Goleta’s Slough of Problems

Experts Worry How Sea Level Rise Will Affect Airport, Beach, UCSB

With sea levels rising ever-increasingly, the Goleta Slough Management Committee has recently taken steps to see what the rising waters could mean for the slough, its habitats, and the entities in its wake ​— ​including the Santa Barbara Airport, UCSB, two sanitary districts, Goleta Beach, and underground gas storage and pipelines, plus many businesses and widely traveled roads and bridges ​— ​and how the area can prepare for its likely water-inundated future. Since the 1990s, sea-level rise has clocked in at about three millimeters, or one-tenth of an inch, per year but is projected to reach 15 millimeters per year by 2100, said Dave Revell, a geomorphologist who helped conduct the assessment for the committee. “Sea-level rise is a long-term issue that we need to deal with,” he said. “In the future, it may require a complete rethink of how we manage Goleta Slough and all of the infrastructure that is in there.”

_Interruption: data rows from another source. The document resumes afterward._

PR #4388, opened 2024-10-08
Generate parameter pattern-match IR from pattern IR

geoffromer:
Also propagate the pattern IR along with the pattern-match IR, and use it where appropriate.

Strictly speaking, some parts of the pattern-match IR are allocated eagerly, while traversing the pattern's parse tree, but they still aren't actually emitted until we traverse the associated pattern insts.


jonmeow:
I don't expect that we both need to review this, I'm going to let zygoloid handle it if he wants. :)

toolchain/check/deduce.cpp
```diff
@@ -170,12 +170,21 @@ auto DeduceGenericCallArguments(
       needs_substitution = false;
     }
 
-    CARBON_KIND_SWITCH(context.insts().Get(context.constant_values().GetInstId(
-                           param_const_id))) {
+    auto untyped_inst = context.insts().Get(
+        context.constant_values().GetInstId(param_const_id));
+    CARBON_KIND_SWITCH(untyped_inst) {
```
zygoloid: Looks like this will need to be merged with the recent deduction changes.

toolchain/check/deduce.cpp
```diff
@@ -170,12 +170,21 @@ auto DeduceGenericCallArguments(
...
+      case SemIR::InstKind::SymbolicBindingPattern:
+      case SemIR::InstKind::BindSymbolicName: {
+        auto entity_name_id = SemIR::EntityNameId::Invalid;
+        if (auto bind = untyped_inst.TryAs<SemIR::SymbolicBindingPattern>()) {
+          entity_name_id = bind->entity_name_id;
+        } else {
+          entity_name_id =
+              untyped_inst.As<SemIR::BindSymbolicName>().entity_name_id;
+        }
+        auto& entity_name = context.entity_names().Get(entity_name_id);
```
zygoloid: Is it feasible to use an `Any`-style typed inst here? (If this is just a temporary measure until we convert more things to use patterns then it's probably not worth it, but if you expect that we'll be matching both forms long-term, then that might be nicer.)

toolchain/check/eval.cpp
```diff
@@ -1355,6 +1355,26 @@ static auto TryEvalInstInContext(EvalContext& eval_context,
     case SemIR::ValueAsRef::Kind:
       break;
 
+    case CARBON_KIND(SemIR::SymbolicBindingPattern bind): {
```
zygoloid, line 1363: What does the constant value of a pattern represent? Where is this used?

toolchain/check/generic.cpp
```diff
@@ -425,35 +431,32 @@ auto ResolveSpecificDefinition(Context& context, SemIR::SpecificId specific_id)
...
-static auto ReplaceInstructionWithError(Context& context,
-                                        SemIR::InstId& inst_id) -> void {
-  inst_id = context.AddInstInNoBlock<SemIR::Param>(
-      context.insts().GetLocId(inst_id),
-      {.type_id = SemIR::TypeId::Error,
-       .name_id = SemIR::NameId::Base,
-       .runtime_index = SemIR::RuntimeParamIndex::Invalid});
+static auto ReplaceInstructionWithError(SemIR::InstId& inst_id) -> void {
+  inst_id = SemIR::InstId::BuiltinError;
 }
```
zygoloid: I don't think this function is pulling its weight any more; the callers would be clearer with this inlined.

toolchain/check/handle_function.cpp
```diff
@@ -75,18 +75,35 @@ static auto CheckFunctionSignature(Context& context,
...
+  for (auto [param_id, param_pattern_id] : llvm::zip(
+           llvm::concat<const SemIR::InstId>(
+               context.inst_blocks().GetOrEmpty(
+                   name_and_params.implicit_params_id),
+               context.inst_blocks().GetOrEmpty(name_and_params.params_id)),
+           llvm::concat<const SemIR::InstId>(
+               context.inst_blocks().GetOrEmpty(
+                   name_and_params.implicit_param_patterns_id),
+               context.inst_blocks().GetOrEmpty(
+                   name_and_params.param_patterns_id)))) {
```
zygoloid: I wonder if it'd be more efficient to `zip_equal` first and then `concat`, so that the loop logic doesn't need to deal with the two implicit parameter lists ending at different times.

toolchain/check/import_ref.cpp
```diff
@@ -718,76 +744,147 @@ class ImportRefResolver {
...
+    if (!param_patterns_id.is_valid() ||
+        param_patterns_id == SemIR::InstBlockId::Empty) {
+      return param_patterns_id;
+    }
+    const auto& param_patterns =
+        import_ir_.inst_blocks().Get(param_patterns_id);
+    llvm::SmallVector<SemIR::InstId> new_patterns;
+    for (auto param_id : param_patterns) {
+      // Figure out the param structure. This echoes
+      // Function::GetParamFromParamRefId.
```
zygoloid: Should this mention the pattern function instead of the param function?

toolchain/check/import_ref.cpp
```diff
@@ -718,76 +744,147 @@ class ImportRefResolver {
...
+      // TODO: Consider a different parameter handling to simplify import logic.
```
zygoloid: I see this TODO is copy-pasted, but do you have a different approach in mind here? If not, it's probably not worth keeping it here.

toolchain/check/import_ref.cpp
```diff
@@ -718,76 +744,147 @@ class ImportRefResolver {
...
+      }
+
+      auto param_pattern =
+          import_ir_.insts().GetAs<SemIR::ParamPattern>(param_pattern_id);
+
+      auto binding_id = param_pattern.subpattern_id;
+      auto binding =
+          import_ir_.insts().GetAs<SemIR::AnyBindingPattern>(binding_id);
+
+      // Rebuild the param instruction.
```
```suggestion
      // Rebuild the pattern.
```

toolchain/check/import_ref.cpp
```diff
@@ -1032,6 +1136,10 @@ class ImportRefResolver {
       case CARBON_KIND(SemIR::BindAlias inst): {
         return TryResolveTypedInst(inst);
       }
+      case SemIR::BindingPattern::Kind: {
+        // TODO: Should we be resolving BindingPatterns at all?
+        return ResolveAsConstant(SemIR::ConstantId::NotConstant);
+      }
```
zygoloid: Is this actually reached? Could we fall through to the default `TODO` call instead?

toolchain/check/import_ref.cpp
```diff
@@ -1090,6 +1198,9 @@ class ImportRefResolver {
       case CARBON_KIND(SemIR::PointerType inst): {
         return TryResolveTypedInst(inst);
       }
+      case CARBON_KIND(SemIR::SymbolicBindingPattern inst): {
+        return TryResolveTypedInst(inst);
+      }
```
zygoloid, line 1198: (Mirroring question from before:) do we / why do we need a constant value for a symbolic binding pattern, and what does it represent?

toolchain/check/pattern_match.cpp
```diff
@@ -0,0 +1,193 @@
...
+
+ private:
+  llvm::SmallVector<WorkItem> stack_;
+
+  SemIR::InstId result_;
+
+  SemIR::SpecificId callee_specific_id_;
+};
+
+auto ProcessPattern(Context& context, MatchContext& match,
```
zygoloid: A comment on this function would be helpful; it's not obvious to me a priori what kind of processing is being performed here.

toolchain/check/pattern_match.cpp
```diff
@@ -0,0 +1,193 @@
...
+                    MatchContext::WorkItem entry) {
```
zygoloid:
```suggestion
                    MatchContext::WorkItem entry) -> void {
```

toolchain/check/pattern_match.cpp
```diff
@@ -0,0 +1,193 @@
...
+  auto pattern = context.insts().GetWithLocId(entry.pattern_id);
+  CARBON_KIND_SWITCH(pattern.inst) {
+    case SemIR::BindingPattern::Kind:
+    case SemIR::SymbolicBindingPattern::Kind: {
+      CARBON_CHECK(!entry.scrutinee_id.is_valid());
+      auto binding_pattern = pattern.inst.As<SemIR::AnyBindingPattern>();
+      auto bind_name = context.insts().GetAs<SemIR::AnyBindName>(
+          binding_pattern.bind_name_id);
+      context.inst_block_stack().AddInstId(bind_name.value_id);
```
zygoloid, line 113: Do we need to handle the case where `value_id` is `InstId::Invalid`? (I would actually expect it to always be invalid at this point -- it seems like we would find a value for the `BindName` as a consequence of pattern matching against some initial value.)

If this can be valid, how do we know that we have only one instruction to add here?

toolchain/lower/file_context.cpp
```diff
@@ -512,7 +511,8 @@ static auto BuildTypeForInst(FileContext& context, InstT /*inst*/)
 // Treat non-monomorphized symbolic types as opaque.
 template <typename InstT>
   requires(InstT::Kind.template IsAnyOf<SemIR::BindSymbolicName,
-                                        SemIR::InterfaceWitnessAccess>())
+                                        SemIR::InterfaceWitnessAccess,
+                                        SemIR::SymbolicBindingPattern>())
```
zygoloid: Can `SymbolicBindingPattern` be a type?

toolchain/check/subst.cpp
```diff
@@ -262,16 +262,23 @@ class SubstConstantCallbacks final : public SubstInstCallbacks {
...
-    if (!bind) {
+    auto entity_name_id = SemIR::EntityNameId::Invalid;
+    if (auto bind =
+            context_.insts().TryGetAs<SemIR::BindSymbolicName>(inst_id)) {
+      entity_name_id = bind->entity_name_id;
+    } else if (auto bind =
+                   context_.insts().TryGetAs<SemIR::SymbolicBindingPattern>(
+                       inst_id)) {
+      entity_name_id = bind->entity_name_id;
+    } else {
```
zygoloid, line 273: (As I've commented in other places, I wasn't expecting to see `SymbolicBindingPattern` turning up as part of a constant value and being replaced by the value of its binding.)

toolchain/check/pattern_match.cpp
```diff
@@ -0,0 +1,193 @@
...
+      context.inst_block_stack().AddInstId(binding_pattern.bind_name_id);
+      match.Finish(binding_pattern.bind_name_id);
+      break;
+    }
+    case CARBON_KIND(SemIR::AddrPattern addr_pattern): {
+      if (!entry.scrutinee_id.is_valid()) {
+        // We're still on the caller side of the pattern, so we traverse without
+        // emitting any insts.
```
zygoloid: This `if` condition + comment is a bit confusing, because the `if` condition is "are we matching on the callee side" and the comment seems to say we're on the caller side. I've figured out what you mean, but to make this clearer to future readers, how would you feel about something like:
```suggestion
      if (!entry.scrutinee_id.is_valid()) {
        // We're emitting match IR for the callee but we're still on the caller side of the pattern,
        // so we traverse without emitting any insts.
```

I also think it might be clearer to add a `bool` to `MatchContext` to indicate whether we're emitting match IR for the caller or callee side, rather than tracking it on the `WorkItem` (which suggests it might change between work items). Maybe a CHECK at the start of this function that we have a scrutinee iff we're on the caller side would be good.

toolchain/check/pattern_match.cpp
```diff
@@ -0,0 +1,193 @@
...
+        match.AddWork({.pattern_id = addr_pattern.inner_id,
+                       .scrutinee_id = SemIR::InstId::Invalid});
+        break;
+      }
+      auto scrutinee_ref_id =
```
zygoloid, line 128: I've not looked, but is there any work we could share between this and the handling of unary `&`? If so, maybe add a TODO to unify them?

toolchain/check/pattern_match.cpp
```diff
@@ -0,0 +1,193 @@
...
+  auto AddWork(WorkItem work_item) -> void {
+    CARBON_CHECK(!result_.is_valid());
+    stack_.push_back(work_item);
+  }
+
+  // Returns the next work item to process.
+  auto NextWorkItem() -> WorkItem { return stack_.pop_back_val(); }
+
+  // Sets the result of this pattern matching operation. Must not be called
+  // when there is still pending work, except to report an error.
```
zygoloid, line 67: Just noting for the future (not requesting a change in this PR): I think this single-result model isn't going to be what we want once we start supporting patterns that do not contain exactly one binding. (On the caller side, I think we want to add zero or more values to the argument list in the call, one for each `ParamPattern` we reach; on the callee side, I think we probably want to build up a value for the binding and set that value as the `bind_name`'s `value_id` once we reach it. Or something like that.)

But progress > perfection :)

toolchain/check/handle_binding_pattern.cpp
```diff
@@ -241,21 +255,29 @@ auto HandleParseNode(Context& context,
...
+      auto addr_pattern_id = context.AddPatternInst<SemIR::AddrPattern>(
+          node_id,
+          {.type_id = pointer_type->pointee_id, .inner_id = param_pattern_id});
+      context.node_stack().Push(node_id, addr_pattern_id);
+    } else {
+      CARBON_DIAGNOSTIC(
+          AddrOnNonPointerType, Error,
+          "`addr` can only be applied to a binding with a pointer type");
+      context.emitter().Emit(node_id, AddrOnNonPointerType);
+      context.node_stack().Push(node_id, param_pattern_id);
```
zygoloid, line 286: I didn't find a corresponding rule in the design, I just found [this](https://github.com/carbon-language/carbon-lang/blob/trunk/docs/design/classes.md#:~:text=The%20pattern%20%27addr%20self%3A%20type%27%20means%20%22first%20take%20the%20address%20of%20the%20argument%2C%20which%20must%20be%20an%20l%2Dvalue%2C%20and%20then%20match%20pattern%20%27self%3A%20type%27%20against%20it%22.) which seems to suggest that `addr self: TypeThatSelfPtrImplicitlyConvertsTo` would be OK.

Do we need to add this rule to the implementation? If so, should we change the design to match?

(It looks like we use this assumption to form the type of the pattern, but what do we use that type for? Is it meaningful, or could we get the same result by using a placeholder `BuiltinPatternType` for all patterns? I think in general we don't know what type a pattern or subpattern is matching until we see the type of the scrutinee.)

zygoloid (commented):
This looks like a good step, thanks!

I think my main question here is around the constant evaluation and constant value of `SymbolicPatternBinding`. It looks like this was following what we do for `BindSymbolicName`, but it's not clear to me that `SymbolicPatternBinding` needs the same kind of treatment, or should ever appear as (part of) a symbolic constant value.

(Still TODO on my side: review the `testdata` changes to check for unexpected deltas.)

toolchain/check/deduce.cpp
geoffromer: Did you want me to do that now, or wait for the end of the review?

toolchain/check/deduce.cpp
geoffromer: My hope is that this is a temporary measure, so I've added a TODO. I don't yet have a definite plan for resolving it (see [this Discord discussion](https://discord.com/channels/655572317891461132/655578254970716160/1285378842541948980)), but `BindSymbolicName` and `SymbolicBindingPattern` conceptually have very little in common, so I'd rather not factor out an inst category for them. Notably, as far as I can tell the code in `subst.cpp` is the only other place that would benefit from such an `Any` inst.

toolchain/check/eval.cpp
geoffromer: The constant value of a pattern represents the result of symbolically evaluating the pattern as an expression, so in particular the constant value of a `SymbolicBindingPattern` represents the same thing as the constant value of the corresponding `BindSymbolicName`. This is used in `DeduceGenericCallArguments` -- see also the [Discord discussion](https://discord.com/channels/655572317891461132/655578254970716160/1285378842541948980) I linked in my reply above.

toolchain/check/handle_binding_pattern.cpp
geoffromer: Yeah, you're right that the type of an `AddrPattern` isn't actually used. However, it's not the case that pattern types in general aren't used. At least for now, I think `*BindingPattern`s need to have `type_id`s corresponding to their declared types, because they're used as values of those types.

More importantly, we need to be able to assign a type to a `Param` inst. Right now those are generated from `*BindingPattern`s, but that's temporary. My plan is to generate them from the corresponding `ParamPattern`s, for simplicity and for consistency with the rest of the design. That means a `ParamPattern` needs to have a type, which is computed from the type of its child, so its child needs to have a type, and so on. This isn't a problem for `AddrPattern` because it's always matched by the callee, so it's never a descendant of a `ParamPattern`.

So rather than a catch-all `BuiltinPatternType`, I've introduced a `BuiltinAutoType` to act as the type of patterns that have a deduced type, like `addr` patterns, and of course `auto` bindings. What do you think?

toolchain/check/handle_function.cpp
geoffromer: Yes, this should've been `zip_equal`. Fixed.

I can't quite tell if you're suggesting to also reverse the order of composition, making this `concat(zip_equal, zip_equal)` instead of `zip_equal(concat, concat)`. If so, that's not as straightforward as you'd hope: `concat` needs its inputs to be at least forward iterators, but `zip` produces only input iterators, and the mismatch leads to stack-use-after-return errors.

toolchain/check/import_ref.cpp
geoffromer: The only thing that comes to mind is treating each pattern inst as a separate worklist item. That would be more flexible and probably easier to understand, but might be somewhat less efficient.

toolchain/check/import_ref.cpp
geoffromer: See my response to the other question.

toolchain/check/pattern_match.cpp
geoffromer: Yes, this aspect of `MatchContext` is definitely a placeholder.

toolchain/check/pattern_match.cpp
geoffromer: Done, and also gave it a more meaningful name.

toolchain/check/pattern_match.cpp
geoffromer: By construction, the `value_id` of a `BindName` is always the corresponding `Param` inst (see `handle_binding_pattern.cpp`). Of course, that only works because we don't support any non-function-call pattern matching yet. In a follow-up PR I want to emit the `Param` while processing the `ParamPattern`, and then pass it in here as the scrutinee, so this code will be responsible for updating `bind_name.value_id` to refer to the scrutinee. I've added a TODO for that.

toolchain/check/pattern_match.cpp
geoffromer: I don't think there's a meaningful amount of shareable code here. Unary `&` doesn't have the `ConvertToValueOrRefExpr` call because it doesn't allow initializing expressions. It has a `switch` on expression category, but the diagnostic messages are different, and the success/failure structure is different because unary `&` doesn't allow ephemeral refs. Even the inst allocation is different: unary `&` uses `AddInstAndPush`, but we use `AddInst`.

toolchain/check/pattern_match.cpp
geoffromer: OK, how's this?

> I also think it might be clearer to add a `bool` to `MatchContext` to indicate whether we're emitting match IR for the caller or callee side, rather than tracking it on the `WorkItem` (which suggests it might change between work items).

Good point, but I made it an `enum` because we eventually want to support non-function-call pattern matches as well.

> Maybe a CHECK at the start of this function that we have a scrutinee iff we're on the caller side would be good.

I don't intend that assertion to hold in the long run, so I'd rather not assert it now. For example, as noted on the previous comment, I intend for the `*BindingPattern` case to have a scrutinee eventually (hopefully the PR after this one). The invariant that I'm aiming for is that we have a scrutinee iff we should emit match insts, but we aren't quite there yet, so I've marked that as a TODO. In any event, that `CHECK` will need to be applied to the individual cases, because there's no top-level representation of "should emit match insts".

toolchain/lower/file_context.cpp
geoffromer: Yes. I think this another instance of the point discussed elsewhere, about using patterns as values.

toolchain/check/deduce.cpp
zygoloid: It's probably somewhat easier to review if you wait, but I can make it work :) I bring it up now because I think the merge might not be trivial.

toolchain/check/eval.cpp
zygoloid: Maybe I'm misunderstanding -- I though the conclusion of [this discussion](https://discord.com/channels/655572317891461132/655578254970716160/1289359153243885659) was that we'd have the name of the binding always resolve to the `Bind*Name` instruction, not to the `BindingPattern`.

toolchain/check/handle_function.cpp
zygoloid: Yes, my suggestion was to flip the order, so it'd be `concat(zip_equal, zip_equal)`. The current loop structure seems likely to create an inefficient loop, because each iteration we need to check separately whether each of the two implicit lists has ended. If `concat(zip_equal, zip_equal)` doesn't work, maybe there's another option.

Playing around with it a bit, maybe something like:
```c++
  for (auto [params_id, patterns_id] :
       {std::pair{name_and_params.implicit_params_id,
                  name_and_params.implicit_param_patterns_id},
        std::pair{name_and_params.params_id,
                  name_and_params.param_patterns_id}}) {
    for (auto [param_id, pattern_id] : llvm::zip_equal(params_id, patterns_id)) {
```
That also seems a bit more readable to me.

toolchain/check/pattern_match.cpp
zygoloid: Ah, I see, for a parameter name binding this makes more sense. Thanks.

toolchain/check/deduce.cpp
zygoloid: OK. Regarding the TODO: while I do agree that function call deduction should not be operating on pattern match IR, I don't think that means we won't see a `BindSymbolicName`. For example, in a pattern like

```carbon
fn F[T:! type](x: T);
```

when deducing the `BindingPattern` for `x: T` against an argument, we deduce the expression `T` against the type of the argument, which means we're deducing a `BindSymbolicName`. So I think we may find we end up needing to deduce against both.

But yeah, I think it makes sense to say that we don't expect many places to want to treat the two of them as the same thing, and deduction here is a special exception. (I don't even think deduction wants the same behavior for the two of them here -- values inferred from `SymbolicBindingPattern`s should be substituted into later parameters, whereas values inferred from `BindSymbolicName`s should be still be deduced if we see them again later. But that's an issue for the future! For now it's just good to be able to tell these cases apart.)

toolchain/check/handle_binding_pattern.cpp
zygoloid: Hm, I see. Yeah, I think I was wrong to think that we don't need types for patterns until we see the scrutinee. As you say, for parameters we really do need a type, and indeed we presumably want a rule for parameters that disallows any case where the type is not known -- or where matching against an argument of a different type would do something that's not equivalent to converting the argument to the parameter type and then matching it.

That means that we can support binding patterns, `var` patterns, tuple patterns, and struct patterns in function parameter lists, but not expression patterns, the designator form of alternative patterns, nor `auto` deduction. That sounds right to me, and has a lot of overlap with not wanting refutable patterns in function parameters (which is mostly the same but also rules out the fully-qualified form of alternative patterns but would allow `auto`).

OK. So with this new understanding, I think I agree, something like `BuiltinAutoType` makes sense.

Aside: I also wonder whether we'll want a distinct `ExprCategory` for patterns -- rather than treating them as simply `NotExpr`s with a type, classifying them as `ExprCategory::Pattern` might allow code to more easily reason about them. But let's defer that until we have an actual use for that information. Also, maybe modeling this separately from the `ExprCategory` is better, to avoid adding churn to the `switch`es on `ExprCategory`.

toolchain/lower/file_context.cpp
zygoloid: I think this case is a little different. Even if `SymboilcBindingPattern` can be used as a value, it shouldn't be showing up here: it can't be an instruction referred to by a `TypeId`, because it constant evaluates to a `BindSymbolicName` not to a `SymbolicBindingPattern`. I think its `InstKind` should classify it as `InstIsType::Never` because it's never the canonical definition of a type.

toolchain/check/deduce.cpp
geoffromer: OK, I'd prefer to merge at the end anyway, so let's do that.

toolchain/check/deduce.cpp
geoffromer: OK, so should I drop the TODO?

toolchain/check/eval.cpp
geoffromer: That's my understanding as well, but how is this code inconsistent with that plan?

toolchain/lower/file_context.cpp
geoffromer: OK, that seems to work.

toolchain/check/handle_binding_pattern.cpp
geoffromer: OK, so is this resolved?

toolchain/check/deduce.cpp
zygoloid: I think so, yes. We're already passing in the pattern in call.cpp and deducing against it here, so I think this is actually done already with this PR :)

toolchain/check/eval.cpp
zygoloid: Aha, I see. I had missed [this comment](https://discord.com/channels/655572317891461132/655578254970716160/1285628379202064425).

I was expecting that the end result of the decision was that we would never use `SymbolicBindingPattern` as a value or evaluate it as an expression. I think we should try to reach that point, but I also think it'd be OK to not do so in this PR. However, it looks like we've got a fair few changes here supporting constant evaluation of `SymbolicBindingPattern`s, and it might be easier (and closer to what I think the end goal would be) to special-case `SymbolicBindingPattern`s in deduction more directly.

Right now, deduction bails out when it reaches an instruction that doesn't have a symbolic constant value simply because it's a quick way to detect a case where there's nothing to deduce inside, but that check becomes incorrect once we're deducing against patterns. You could just remove it, or alternatively check whether either there's a symbolic constant value or the parameter is a pattern instruction.

geoffromer: (Sorry, I should've linked more directly to the relevant part of the discussion.)

As discussed in the meeting, updating deduction to not require this looks a bit too complicated to do in this PR, so I've added a TODO.

zygoloid (approved):
Looks good, hopefully the merge isn't too painful.

geoffromer:
> Looks good, hopefully the merge isn't too painful.

One of the least painful merges I've done recently, in fact :-)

Experts said that they worry rising waters could flood the airport ​— ​the runways, Revell said, are about nine feet above sea level and high tide hits the seven-foot mark ​— ​and the streets and that, although hard to imagine in the midst of a severe drought, strong rainstorms, coupled with rising waters, could turn the slough into a bathtub and prevent the storm drains from draining. Wildlife would also be affected, said Rachel Couch of the Coastal Conservancy, which helped fund the assessment. While she said it was unclear exactly how steelhead trout would fare, Belding’s savannah sparrows would suffer, but shore birds would benefit from the water’s ability to turn the mid-marsh into mud flats. Geese and ducks could arrive in greater numbers, posing safety risks for the airport.

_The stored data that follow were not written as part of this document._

PR #4389, opened 2024-10-08
Add support for deduction of most kinds of type constant.

zygoloid:
This adds deduction in all the cases where we can match the instruction
fields of the parameter against the corresponding instruction fields of
the argument. This handles all current type constants except for struct
types, for which we would want to match by field name.

### DIFF
--- a/toolchain/check/deduce.cpp
+++ b/toolchain/check/deduce.cpp
@@ -39,11 +39,31 @@ class DeductionWorklist {
         {.param = param, .arg = arg, .needs_substitution = needs_substitution});
   }
 
+  // Adds a single (param, arg) type deduction.
+  auto Add(SemIR::TypeId param, SemIR::TypeId arg, bool needs_substitution)
+      -> void {
+    Add(context_.types().GetInstId(param), context_.types().GetInstId(arg),
+        needs_substitution);
+  }
+
+  // Adds a single (param, arg) deduction of a specific.
+  auto Add(SemIR::SpecificId param, SemIR::SpecificId arg,
+           bool needs_substitution) -> void {
+    auto& param_specific = context_.specifics().Get(param);
+    auto& arg_specific = context_.specifics().Get(arg);
+    if (param_specific.generic_id != arg_specific.generic_id) {
+      // TODO: Decide whether to error on this or just treat the specific as
+      // non-deduced. For now we treat it as non-deduced.
+      return;
+    }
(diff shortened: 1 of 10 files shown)


zygoloid:
Depends on #4380.

toolchain/check/deduce.cpp
```diff
@@ -39,11 +39,31 @@ class DeductionWorklist {
...
+    AddAll(param_specific.args_id, arg_specific.args_id, needs_substitution);
+  }
+
   // Adds a list of (param, arg) deductions. These are added in reverse order so
   // they are popped in forward order.
-  auto AddAll(llvm::ArrayRef<SemIR::InstId> params,
-              llvm::ArrayRef<SemIR::InstId> args, bool needs_substitution)
-      -> void {
+  template <typename InnerId>
+  auto AddAll(llvm::ArrayRef<InnerId> params, llvm::ArrayRef<InnerId> args,
```
jonmeow:
```suggestion
  template <typename ElementId>
  auto AddAll(llvm::ArrayRef<ElementId> params, llvm::ArrayRef<ElementId> args,
```

Minor, but maybe ElementId instead?

toolchain/check/deduce.cpp
```diff
@@ -208,65 +266,99 @@ auto DeductionContext::Deduce() -> bool {
...
+      case SemIR::TupleValue::Kind: {
+        auto arg_inst = context().insts().Get(arg_id);
+        if (arg_inst.kind() != param_inst.kind()) {
+          break;
+        }
+        auto [kind0, kind1] = param_inst.ArgKinds();
+        worklist_.AddInstArg(kind0, param_inst.arg0(), arg_inst.arg0(),
+                             needs_substitution);
+        worklist_.AddInstArg(kind1, param_inst.arg1(), arg_inst.arg1(),
+                             needs_substitution);
```
jonmeow, line 338: Is it worth at all conditioning this based on the # of args to the inst? Or if the arg is invalid?

jonmeow (approved):
Basically LGTM, feel free to merge when ready.

toolchain/check/deduce.cpp
zygoloid: We could have different case blocks for different numbers of arguments, but I think it's *probably* not worth the complexity and tighter coupling. The switch in `AddInstArg` immediately catches the case of no corresponding argument, so we should deal with that case quickly.

So far, we don't have any cases where the arg can be present but invalid. I guess we can handle that if/when it starts coming up.

PR #4393, opened 2024-10-09
Assign locations to instructions in a generic eval block.

zygoloid:
The locations point to the first instruction in the generic that needed the relevant constant value or type.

Thousands of years from now could see the need for everything in the slough’s vicinity to relocate, Revell said. In the nearer future, though, adaptation measures like resurfacing roads and airport runways slightly higher and allowing sediment into the slough ​— ​long prevented ​— ​commensurate with the rising waters could help, said Committee facilitator Pat Saley, who added that the group will be incorporating the assessment into its slough management plan and figuring out a way for all of the jurisdictions involved to discuss strategies. “This initial study is so important to getting the discussion going,” she said. “We’re trying to be proactive, not reactive.”